**Your instructions**:
Some entries follow. Reproduce exactly the lines starting at the one with "- Ensures all" and stopping after the one with "tsatam: This was".

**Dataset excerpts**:
::::::::

PR #3608, opened 2024-05-31
MIWI API endpoints

kimorris27:

https://issues.redhat.com/browse/ARO-6448

This PR introduces the API endpoints for the `PlatformWorkloadIdentityRoleSet` proxy resources as discussed in MIWI design documents. The only deviation from the design docs is that I did not implement an admin `PATCH` - it's extra work, and we are hardly if ever going to use it (refer to `update_ocp_versions.go` to see how we do `OpenShiftVersions` today and talk directly to Cosmos DB without even using the `PUT` API endpoint). But if the team reviews and thinks a `PATCH` is worth adding, we can add it.

The three new endpoints are:
- External `GET` (list)
- Admin `GET` (list)
- Admin `PUT`

### Test plan for issue:

- Unit tests
- Tested the endpoints with a full service dev RP
- (Should I test in INT as well?)

No (I think?)

Tested the endpoints with a full service RP, reused existing battle-tested frontend code, and was thorough in writing unit test cases.


pkg/api/v20240812preview/platformworkloadidentityroleset_convert.go
```diff
@@ -57,9 +60,12 @@ func (c platformWorkloadIdentityRoleSetConverter) ToInternal(_new interface{}, o
 	out.Properties.OpenShiftVersion = new.Properties.OpenShiftVersion
 	out.Properties.PlatformWorkloadIdentityRoles = make([]api.PlatformWorkloadIdentityRole, 0, len(new.Properties.PlatformWorkloadIdentityRoles))
 
-	for i, r := range new.Properties.PlatformWorkloadIdentityRoles {
-		out.Properties.PlatformWorkloadIdentityRoles[i].OperatorName = r.OperatorName
-		out.Properties.PlatformWorkloadIdentityRoles[i].RoleDefinitionName = r.RoleDefinitionName
-		out.Properties.PlatformWorkloadIdentityRoles[i].RoleDefinitionID = r.RoleDefinitionID
+	for _, r := range new.Properties.PlatformWorkloadIdentityRoles {
+		role := api.PlatformWorkloadIdentityRole{
```
cadenmarchese, line 64: Same comment as above.

pkg/frontend/changefeed.go
```diff
@@ -12,23 +12,38 @@ import (
...
 
 	t := time.NewTicker(10 * time.Second)
 	defer t.Stop()
 
-	f.updateFromIterator(ctx, t, frontendIterator)
+	f.updateFromIteratorOcpVersions(ctx, t, ocpVersionsIterator)
 }
 
-func (f *frontend) updateFromIterator(ctx context.Context, ticker *time.Ticker, frontendIterator cosmosdb.OpenShiftVersionDocumentIterator) {
+func (f *frontend) changefeedRoleSets(ctx context.Context) {
```
cadenmarchese, line 31: Could you explain (or leave a comment) on the changefeed/iterator concept?

pkg/frontend/changefeed.go
```diff
@@ -75,3 +90,47 @@ func (f *frontend) updateOcpVersions(docs []*api.OpenShiftVersionDocument) {
 		}
 	}
 }
+
+func (f *frontend) updateFromIteratorRoleSets(ctx context.Context, ticker *time.Ticker, frontendIterator cosmosdb.PlatformWorkloadIdentityRoleSetDocumentIterator) {
```
cadenmarchese, line 94: Is there an opportunity to re-use the existing `updateFromIterator()` function?

cadenmarchese (commented):
mostly lgtm! Just a few questions / comments. thanks!

cmd/aro/rp.go
```diff
@@ -173,7 +178,7 @@ func rp(ctx context.Context, log, audit *logrus.Entry) error {
 	if err != nil {
 		return err
 	}
-	f, err := frontend.NewFrontend(ctx, audit, log.WithField("component", "frontend"), _env, dbAsyncOperations, dbClusterManagerConfiguration, dbOpenShiftClusters, dbSubscriptions, dbOpenShiftVersions, api.APIs, metrics, clusterm, feAead, hiveClusterManager, adminactions.NewKubeActions, adminactions.NewAzureActions, clusterdata.NewParallelEnricher(metrics, _env))
+	f, err := frontend.NewFrontend(ctx, audit, log.WithField("component", "frontend"), _env, dbAsyncOperations, dbClusterManagerConfiguration, dbOpenShiftClusters, dbSubscriptions, dbOpenShiftVersions, dbPlatformWorkloadIdentityRoleSets, api.APIs, metrics, clusterm, feAead, hiveClusterManager, adminactions.NewKubeActions, adminactions.NewAzureActions, clusterdata.NewParallelEnricher(metrics, _env))
```
niontive, line 181: Nit: let's add a TODO to refactor `frontend.NewFrontend`. This function is getting out of control!

pkg/api/admin/platformworkloadidentityroleset_convert.go
```diff
@@ -21,12 +20,17 @@ func (c platformWorkloadIdentityRoleSetConverter) ToExternal(s *api.PlatformWork
...
 	}
 
-	for i, r := range s.Properties.PlatformWorkloadIdentityRoles {
-		out.Properties.PlatformWorkloadIdentityRoles[i].OperatorName = r.OperatorName
-		out.Properties.PlatformWorkloadIdentityRoles[i].RoleDefinitionName = r.RoleDefinitionName
-		out.Properties.PlatformWorkloadIdentityRoles[i].RoleDefinitionID = r.RoleDefinitionID
-		out.Properties.PlatformWorkloadIdentityRoles[i].ServiceAccounts = make([]string, 0, len(r.ServiceAccounts))
-		out.Properties.PlatformWorkloadIdentityRoles[i].ServiceAccounts = append(out.Properties.PlatformWorkloadIdentityRoles[i].ServiceAccounts, r.ServiceAccounts...)
+	for _, r := range s.Properties.PlatformWorkloadIdentityRoles {
+		role := PlatformWorkloadIdentityRole{
```
niontive, line 24: Nit: space between `PlatformWorkloadIdentityRole` and `{`

pkg/api/admin/platformworkloadidentityroleset_validatestatic.go
```diff
@@ -37,27 +42,25 @@ func (sv platformWorkloadIdentityRoleSetStaticValidator) validate(new *PlatformW
 		return api.NewCloudError(http.StatusBadRequest, api.CloudErrorCodeInvalidParameter, "properties.platformWorkloadIdentityRoles", "Must be provided and must be non-empty")
 	}
 
-	errs := []error{}
-
 	for i, r := range new.Properties.PlatformWorkloadIdentityRoles {
 		if r.OperatorName == "" {
-			errs = append(errs, api.NewCloudError(http.StatusBadRequest, api.CloudErrorCodeInvalidParameter, fmt.Sprintf("properties.platformWorkloadIdentityRoles[%d].operatorName", i), "Must be provided"))
```
niontive, line 44: Instead of comparing struct fields individually, consider using this: https://github.com/go-playground/validator

hlipsig:
I agree that patch seems unnecessary. This PR is already large, if we decide we need patch after a while then let's do it in its own PR. Still reviewing code may have more comments later.

pkg/api/admin/platformworkloadidentityroleset_convert.go
```diff
@@ -56,12 +60,16 @@ func (c platformWorkloadIdentityRoleSetConverter) ToInternal(_new interface{}, o
 	out.Properties.OpenShiftVersion = new.Properties.OpenShiftVersion
 	out.Properties.PlatformWorkloadIdentityRoles = make([]api.PlatformWorkloadIdentityRole, 0, len(new.Properties.PlatformWorkloadIdentityRoles))
 
-	for i, r := range new.Properties.PlatformWorkloadIdentityRoles {
-		out.Properties.PlatformWorkloadIdentityRoles[i].OperatorName = r.OperatorName
-		out.Properties.PlatformWorkloadIdentityRoles[i].RoleDefinitionName = r.RoleDefinitionName
-		out.Properties.PlatformWorkloadIdentityRoles[i].RoleDefinitionID = r.RoleDefinitionID
-		out.Properties.PlatformWorkloadIdentityRoles[i].ServiceAccounts = make([]string, 0, len(r.ServiceAccounts))
-		out.Properties.PlatformWorkloadIdentityRoles[i].ServiceAccounts = append(out.Properties.PlatformWorkloadIdentityRoles[i].ServiceAccounts, r.ServiceAccounts...)
+	for _, r := range new.Properties.PlatformWorkloadIdentityRoles {
```
hlipsig, line 63: Why are s.Properties and new.properties basically identical? Is there a way we can implement this once such as using generics?

hlipsig (commented):
half done review for discussion points.

pkg/api/admin/platformworkloadidentityroleset_convert.go
```diff
@@ -21,12 +20,17 @@ func (c platformWorkloadIdentityRoleSetConverter) ToExternal(s *api.PlatformWork
...
 
-	for i, r := range s.Properties.PlatformWorkloadIdentityRoles {
-		out.Properties.PlatformWorkloadIdentityRoles[i].OperatorName = r.OperatorName
-		out.Properties.PlatformWorkloadIdentityRoles[i].RoleDefinitionName = r.RoleDefinitionName
-		out.Properties.PlatformWorkloadIdentityRoles[i].RoleDefinitionID = r.RoleDefinitionID
-		out.Properties.PlatformWorkloadIdentityRoles[i].ServiceAccounts = make([]string, 0, len(r.ServiceAccounts))
-		out.Properties.PlatformWorkloadIdentityRoles[i].ServiceAccounts = append(out.Properties.PlatformWorkloadIdentityRoles[i].ServiceAccounts, r.ServiceAccounts...)
+	for _, r := range s.Properties.PlatformWorkloadIdentityRoles {
+		role := PlatformWorkloadIdentityRole{
+			OperatorName:       r.OperatorName,
```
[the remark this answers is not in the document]
hlipsig: Darn that should have been for the line below.

pkg/api/admin/platformworkloadidentityroleset_validatestatic.go
```diff
@@ -37,27 +42,25 @@ func (sv platformWorkloadIdentityRoleSetStaticValidator) validate(new *PlatformW
...
+			return api.NewCloudError(http.StatusBadRequest, api.CloudErrorCodeInvalidParameter, fmt.Sprintf("properties.platformWorkloadIdentityRoles[%d].operatorName", i), "Must be provided")
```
PR #3612, opened 2024-06-04
Update coordinates for MDM/MDSD images

tsatam:

Fixes [ARO-7837](https://issues.redhat.com/browse/ARO-7837)

Updates our coordinates for Geneva MDM/MDSD images:
- Removes the Geneva image mirroring step from `cmd/aro/mirror.go`, as we have a dedicated pipeline for this purpose now
  - The MDM/MDSD versions used in this PR correspond to the currently-configured versions in this new pipeline. 
- Explicitly use the distroless variant of these images
- Ensures all references/usages to MDM/MDSD images across the RP/Gateway and on-cluster are compatible with the `/distroless/` prefix on image names
  - Updates RP/Gateway VMSS scripts to ensure they preserve the `/distroless/` prefix

### Test plan for issue:

- [x] All unit and E2E tests continue to pass
- [X] Manual test of the RP and Gateway VMSS deployments in a full-service environment
- [X] Cluster creation successfully brings up MDSD on the bootstrap node
  - This is validating the equivalent change to the installer wrapper: https://github.com/openshift/installer-aro-wrapper/pull/122 
- [x] ARO operator on-cluster successfully deploys MDSD daemonset

- Our internal docs on MDM/MDSD image refresh will need to be updated.

See testing done above. We have existing E2E tests to ensure the health of the MDSD daemonset on-cluster to ensure the change works in production as well.


pkg/deploy/generator/scripts/gatewayVMSS.sh
```diff
@@ -150,7 +150,7 @@ touch /etc/containers/nodocker
 mkdir -p /root/.docker
 REGISTRY_AUTH_FILE=/root/.docker/config.json az acr login --name "$(sed -e 's|.*/||' <<<"$ACRRESOURCEID")"
 
-MDMIMAGE="${RPIMAGE%%/*}/${MDMIMAGE##*/}"
+MDMIMAGE="${RPIMAGE%%/*}/${MDMIMAGE#*/}"
```
bitoku, line 153: It's just nit, but I'm wondering if we can set it directly without substring removal. (maybe we need more code changes)
It was a bit difficult to imagine what `MDMIMAGE` would be like.

bitoku (approved):

pkg/deploy/generator/scripts/gatewayVMSS.sh
tsatam: This was difficult to understand for me as well, I agree that we potentially should do something different here. My understanding of the intent here is as follows:
- We set the `MDMIMAGE` env var on the VMSS to a value without a specified registry, e.g. `/genevamdm:${TAG}` before this change, and `/distroless/genevamdm:${TAG}` after. We don't know what image registry we're pulling from, as it's different depending on the environment the RP is running in. 
- In the code here, we extract the registry from the `RPIMAGE` env var, and prefix it to the MDM image name from above. The code before would only keep everything in the `MDMIMAGE` value "after the last `/`", my change here is to keep everything "after the first `/`" (to preserve the `/distroless/` prefix). 

I'll bring this up with @s-fairchild, as he is working on #3534 right now as a more comprehensive restructure of these VMSS scripts.

bitoku: Thank you for clarifying!
good to know that there is an ongoing refactor task.

rajdeepc2792 (approved):

SudoBrendan (approved):
I trust the tests here - assuming we are still seeing logs/metrics in Geneva in those tests, LGTM.

cadenmarchese (approved):

PR #3615, opened 2024-06-05
Removing the RP and Gateway SA creation functions

azoppiserpa:

Fixes https://issues.redhat.com/browse/ARO-7792 and https://issues.redhat.com/browse/ARO-7791

Removes gateway and RP storage accounts that are used to store Boot Diagnostics logs, because we're now using Managed Boot Diagnostics and thus these two accounts are no longer necessary.

Previous PR making the Boot Diagnostics managed has already been merged: https://github.com/Azure/ARO-RP/pull/3603

### Test plan for issue:

Unit tests:
- Ran `go test` on `pkg/deploy` and all passed.

- Ran `make generate` and it generated the JSONs without the removed resources and parameters and no other undesired changes.

Integration tests: not applicable.

If these two accounts are listed anywhere in our docs, we need to remove them from the list, as they will no longer exist, and explaining that our boot diagnostics is now of managed type. Are there any such documents? I can update them.

This is only removing resources, there isn't much to be verified I guess?


hlipsig (approved):

hlipsig:
Would like a passing e2e before this merges. e2e currently broken we need to regenerate a certificate it uses. Working on getting it fixed.

hlipsig (approved):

::::::::

**Solution to this task**:
- Ensures all references/usages to MDM/MDSD images across the RP/Gateway and on-cluster are compatible with the `/distroless/` prefix on image names
  - Updates RP/Gateway VMSS scripts to ensure they preserve the `/distroless/` prefix

### Test plan for issue:

- [x] All unit and E2E tests continue to pass
- [X] Manual test of the RP and Gateway VMSS deployments in a full-service environment
- [X] Cluster creation successfully brings up MDSD on the bootstrap node
  - This is validating the equivalent change to the installer wrapper: https://github.com/openshift/installer-aro-wrapper/pull/122 
- [x] ARO operator on-cluster successfully deploys MDSD daemonset

- Our internal docs on MDM/MDSD image refresh will need to be updated.

See testing done above. We have existing E2E tests to ensure the health of the MDSD daemonset on-cluster to ensure the change works in production as well.


pkg/deploy/generator/scripts/gatewayVMSS.sh
```diff
@@ -150,7 +150,7 @@ touch /etc/containers/nodocker
 mkdir -p /root/.docker
 REGISTRY_AUTH_FILE=/root/.docker/config.json az acr login --name "$(sed -e 's|.*/||' <<<"$ACRRESOURCEID")"
 
-MDMIMAGE="${RPIMAGE%%/*}/${MDMIMAGE##*/}"
+MDMIMAGE="${RPIMAGE%%/*}/${MDMIMAGE#*/}"
```
bitoku, line 153: It's just nit, but I'm wondering if we can set it directly without substring removal. (maybe we need more code changes)
It was a bit difficult to imagine what `MDMIMAGE` would be like.

bitoku (approved):

pkg/deploy/generator/scripts/gatewayVMSS.sh
tsatam: This was difficult to understand for me as well, I agree that we potentially should do something different here. My understanding of the intent here is as follows:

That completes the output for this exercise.